Manikarnika Ghat
Manikarnika ghat, varanasi
There are places in the world where death is feared. And then there's Manikarnika Ghat — where death is celebrated as the ultimate liberation. This is the oldest ghat in Varanasi (mentioned in a 5th-century Gupta inscription), one of the 51 Shakti Peethas, and the holiest cremation ground on Earth for Hindus. If you die here, or your ashes are immersed here, the cycle of rebirth ends. You attain moksha. Period. The name comes from Sati's earring (mani = gem, karnika = ear ornament) — when Shiva carried her burning body across the universe and Vishnu cut it into 51 pieces with his discus, her earring fell right here. But the ghat's origin story goes even deeper. Lord Vishnu dug a well (the Manikarnika Kund) with his discus, and Lord Shiva created a fire pit with his trident — the same fire that has been burning for cremations ever since. The Vedic period (1500–500 BCE) is when this place first entered sacred texts, making it one of the oldest continuously functioning religious sites in the world. Today, 400 cremations happen here every single day. The Dom community — traditionally the caretakers of the eternal flame — tend the pyres with a practical reverence that can be unsettling to outsiders.

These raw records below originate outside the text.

PR #638, opened 2016-09-11
Tidy up the text around AEADs and ciphers.

davidben:
We are inconsistent about "AEAD cipher" and "AEAD algorithm". RFC 5116
uses "AEAD algorithm" and "AEAD cipher" is confusing with "cipher
suite", so standardize on algorithm.

IANA considerations were never updated to actually add the cipher
suites. Fix that. Match the cipher suite name column with the IANA name
so we can reuse the table.

Finally, since we are defining new cipher suites, we should take care to
cite where our AEADs come from. Do so.

### DIFF
--- a/draft-ietf-tls-tls13.md
+++ b/draft-ietf-tls-tls13.md
@@ -3880,18 +3880,9 @@ and their allocation policies are below:
 
   IANA [SHALL add/has added] the cipher suites listed in {{cipher-suites}} to
   the registry. The "Value" and "Description" columns are taken from the table.
-  The "DTLS-OK" column is marked as "Yes".
-
-  IANA [SHALL add/has added] a "Recommended" column
-  to the cipher suite registry. All cipher suites listed in
-  {{cipher-suites}} are marked as "Yes". All other cipher suites are
-  marked as "No". IANA [SHALL add/has added] add a note to this column
-  reading:
-
-  > Cipher suites marked as "Yes" are those allocated via
-    Standards Track RFCs. Cipher suites marked as "No" are not;
-    cipher suites marked "No" range from "good" to "bad" from a
-    cryptographic standpoint.
+  The "DTLS-OK" and "Recommended" columns are both marked as "Yes" for each new
+  cipher suite. [[This assumes draft-sandj-tls-iana-registry-updates-00 has been
+  applied.]]
 
 -  TLS ContentType Registry: Future values are allocated via
   Standards Action {{RFC2434}}.
--- a/draft-ietf-tls-tls13.md
+++ b/draft-ietf-tls-tls13.md
@@ -45,6 +45,7 @@ normative:
   RFC6367:
   RFC6655:
   RFC7251:
+  RFC7539:
   RFC7748:
   RFC7905:
   I-D.irtf-cfrg-eddsa:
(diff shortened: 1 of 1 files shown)


draft-ietf-tls-tls13.md
```diff
@@ -3875,7 +3876,13 @@ and their allocation policies are below:
...
   0-254 (decimal) are assigned via Specification Required {{RFC2434}}.
   Values with the first byte 255 (decimal) are reserved for Private
-  Use {{RFC2434}}. IANA [SHALL add/has added] a "Recommended" column
+  Use {{RFC2434}}.
+
+  IANA [SHALL add/has added] the cipher suites listed in {{cipher-suites}} to
+  the registry. The "Value" and "Description" columns are taken from the table.
+  The "DTLS-OK" column is marked as "Yes".
+
+  IANA [SHALL add/has added] a "Recommended" column
```
davidben: This was another consequence of the new cipher suites. We are currently poised to mark every non-TLS-1.3 cipher as not recommended. Should I leave that as-is or transcribe the list from draft 14?

ekr: No. https://tools.ietf.org/id/draft-sandj-tls-iana-registry-updates-00.txt will be taking over most of the IANA stuff.

davidben: Ah, okay. In that case, should I rephrase this to assume that text has been applied?

draft-ietf-tls-tls13.md
```diff
@@ -4023,32 +4030,35 @@ and renegotiation_info {{RFC5746}}.
...
-   CipherSuite TLS_CIPHER_HASH = VALUE;
+   CipherSuite TLS_AEAD_HASH = VALUE;
 ~~~
 
 | Component | Contents |
 |:----------|:---------|
-| TLS     | The string "TLS" |
-| CIPHER    | The symmetric cipher used for record protection |
+| TLS       | The string "TLS" |
+| AEAD      | The AEAD algorithm used for record protection |
```
davegarrett: The other changes sound good, but I think all the stuff in this section should stay as-is. A cipher suite is a suite of stuff for a cipher. There's also no real need to de-generalize it here, especially when the term "cipher suite" is well established. I think changing this just risks making it a bit more confusing.

davidben: TLS 1.3 is incapable of handling non-AEAD symmetric ciphers (which isn't really a concrete thing). An AEAD is a very particular precomposed thing with a particular interface. TLS 1.3 requires that precomposed thing now, so we should specify in terms of that.

For instance, this sentence does not reflect how any good crypto API works:
> The “CIPHER” component commonly has sub-components used to designate the cipher name, bits, and mode, if applicable. For example, “AES_256_GCM” represents 256-bit AES in the GCM mode of operation.

A good crypto library will not parametrize "give me an AES thingy" with a CBC, CTR, or GCM argument. These three all give back different things with very different properties. This is deciding AEADs and RFC 5116 is a thing.

draft-ietf-tls-tls13.md
davidben: Actually, it looks like draft-sandj-tls-iana-registry-updates-00 currently cites TLS 1.3. Is the ordering to be inverted and the list inlined into draft-sandj-tls-iana-registry-updates-00?

ekr: I think we should assume that all the non 1.3-specific updates happen there.

davidben: Rebased the text.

Wood is stacked in huge piles. Bodies wrapped in saffron cloth are carried through narrow lanes. The smell of sandalwood and burning flesh mixes with the river breeze. And yet, there's an unexpected peace here — a sense that death is just another journey, not an ending. In the 18th century, Malhar Rao Holkar built the Manikarnika Kund Temple and Mahakal Temple. In 1906, the Kashi Naresh added a bathing ghat, renovated in 1924 by Raja Brijnath Singh, who also built a dharamshala and a school for Dom children. The 1857 uprising saw British forces attack the ghat. And in 2010, a terrorist bombing during aarti killed 2 people and injured 37 — but the cremations never stopped. They never do.